— Action item —
Your job with the data below is to output exactly the lines from the one holding "and signed the CLA." down to the one holding "## Further comments", both included, and no others.

— Source records —
PR #134, opened 2023-12-09
Add some styling and sold tag to main art piece

bunnymatic:
problem
-------

tuning the styling around the main art piece and adding price and sold
tag if we have it.

solution
-------

* add `sold?` attribute to art piece
* if present show sold tag and strike-through on the price
* make art details slightly smaller font.
* add some spacing

screenshots
------------
image


kneyzberg:
very cool, love the sold tag, and the updated styling.

Issue #413, opened 2022-03-11
Add checksum annotation for kratos.yaml configmap 


nritholtz:
### Preflight checklist

- [X] I could not find a solution in the existing issues, docs, nor discussions.
- [X] I agree to follow this project's [Code of Conduct](https://github.com/ory/k8s/blob/master/CODE_OF_CONDUCT.md).
- [X] I have read and am following this repository's [Contribution Guidelines](https://github.com/ory/k8s/blob/master/CONTRIBUTING.md).
- [ ] This issue affects my [Ory Cloud](https://www.ory.sh/) project.
- [X] I have joined the [Ory Community Slack](https://slack.ory.sh).
- [ ] I am signed up to the [Ory Security Patch Newsletter](https://ory.us10.list-manage.com/subscribe?u=ffb1a878e4ec6c0ed312a3480&id=f605a41b53).

### Describe your problem

I am currently using the kratos helm chart via argoCD for deployment.

At first I thought my changes made to the kratos.yaml via helm values weren't being propagated, since I didn't see any new deployments. Afterwards I realized that kratos itself is using a watcher on the mounted config file, but the values that I changed weren't being deployed since [serve](https://github.com/ory/kratos/blob/93a1ae4fe98487a0bca00d2afdc5e7b07c0e1c46/driver/config/config.go#L314) section of the config was immutable.

So I had to do my own "kubectl rollout" which applied annotations that argoCD saw as "out of sync" due to the new annotation that wasn't in my desired state. I know there is a concept of the [watcher](https://github.com/ory/k8s/blob/065c25d91094437132e028a3f05219d10e25e266/helm/charts/kratos/files/watch.sh#L5) included, however I'm afraid this will also cause an "out of sync" issue for argoCD, and also it seems a little superfluous from my point of view to have a watcher on the file, if I know during deployment time that something has changed.

### Describe your ideal solution

I'm proposing adding a new annotation `checksum/kratos-config`, which would be applied as follows:
```
        checksum/kratos-config: {{ include (print $.Template.BasePath "/configmap-config.yaml") . | sha256sum }}
```
as per [recommendation](https://helm.sh/docs/howto/charts_tips_and_tricks/#automatically-roll-deployments) from helm.

This would be added in the `spec.template.annotations` of the [kratos deployment template](https://github.com/ory/k8s/blob/180994d/helm/charts/kratos/templates/deployment.yaml#L38) right before user defined annotations.

[...]

PR #415, opened 2022-03-15
feat: add support for checksum annotations

nritholtz:
Introduces two new boolean values `secret.hashSumEnabled` and `configMap.hashSumEnabled`, both true by default, which will auto create/managed checksum annotations on `spec.template.metadata.annotations` for relevant pod resources. This will automatically mark those pods to be recreated after the changes.

https://github.com/ory/k8s/issues/413

## Checklist

      and signed the CLA.
      introduces a new feature.
      the changes.
      works.
      appropriate).

## Further comments

I did a deep-dive into this while creating this PR, and I noticed an issue. The secrets in a few charts have auto-generated secret values by [default](https://github.com/ory/k8s/blob/master/helm/charts/kratos/templates/secrets.yaml#L17). Since I am using `include` instead of `lookup` it means every time the annotations are rendered by the helm template, it would see it as a change/different value for every upgrade (and even a different value across different references in same chart, e.g. kratos and courier). Maybe there is an alternative approach, but I wondering whether this implementation is sufficient.

In addition, I needed to do some changes to helpers where `.Values.....secrets` are an empty dict to make the reference a [safe access for null](https://stackoverflow.com/a/68807258), since it was causing issues during my development.

### DIFF
--- a/helm/charts/hydra/templates/_helpers.tpl
+++ b/helm/charts/hydra/templates/_helpers.tpl
@@ -81,7 +81,7 @@ Generate the name of the secret resource containing secrets
 Generate the secrets.system value
 */}}
 {{- define "hydra.secrets.system" -}}
-  {{- if .Values.hydra.config.secrets.system -}}
+  {{- if (.Values.hydra.config.secrets).system -}}
     {{- if kindIs "slice" .Values.hydra.config.secrets.system -}}
       {{- if gt (len .Values.hydra.config.secrets.system) 1 -}}
         "{{- join "\",\"" .Values.hydra.config.secrets.system -}}"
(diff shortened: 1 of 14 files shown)


bodymindarts:
Thank you for working on this. Just wanted to flag that I ran into exactly the same issue (config not causing a pod restart) and look forward to this being rolled out.

Demonsthere:
Hi there, I see that Kratos is failing on the PR. This might be due to the last changes related to kratos 0.9, could you rebase to the current master so the CI can run again :)?

Demonsthere:
Hmm, I see the CI failed again with `error=map[message:dsn value requested an unknown driver] service_name=Ory Kratos service_version=v0.9.0-alpha.2`, looks like the DSN value is somehow being corrupted here? Would need to run it locally and check what is happening with in the context of this changes

nritholtz:
@Demonsthere I believe I fixed the issue in the tests with my latest changes. 

https://github.com/ory/k8s/pull/415/files#diff-feeebee2e39b1cef7f251ce97c0928f8c540e4e6e6ce556a4cf767054280abfeR108 is now using `omit` and `deepCopy` instead of `unset`, since `unset` was affecting the `.Values.config` object outside the scope of the helper function. This ultimately caused the `.Values.config.dsn` to be empty for the secret when being rendered.

Demonsthere (approved):
Great job, thanks! :tada:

— Response area —
      and signed the CLA.
      introduces a new feature.
      the changes.
      works.
      appropriate).

## Further comments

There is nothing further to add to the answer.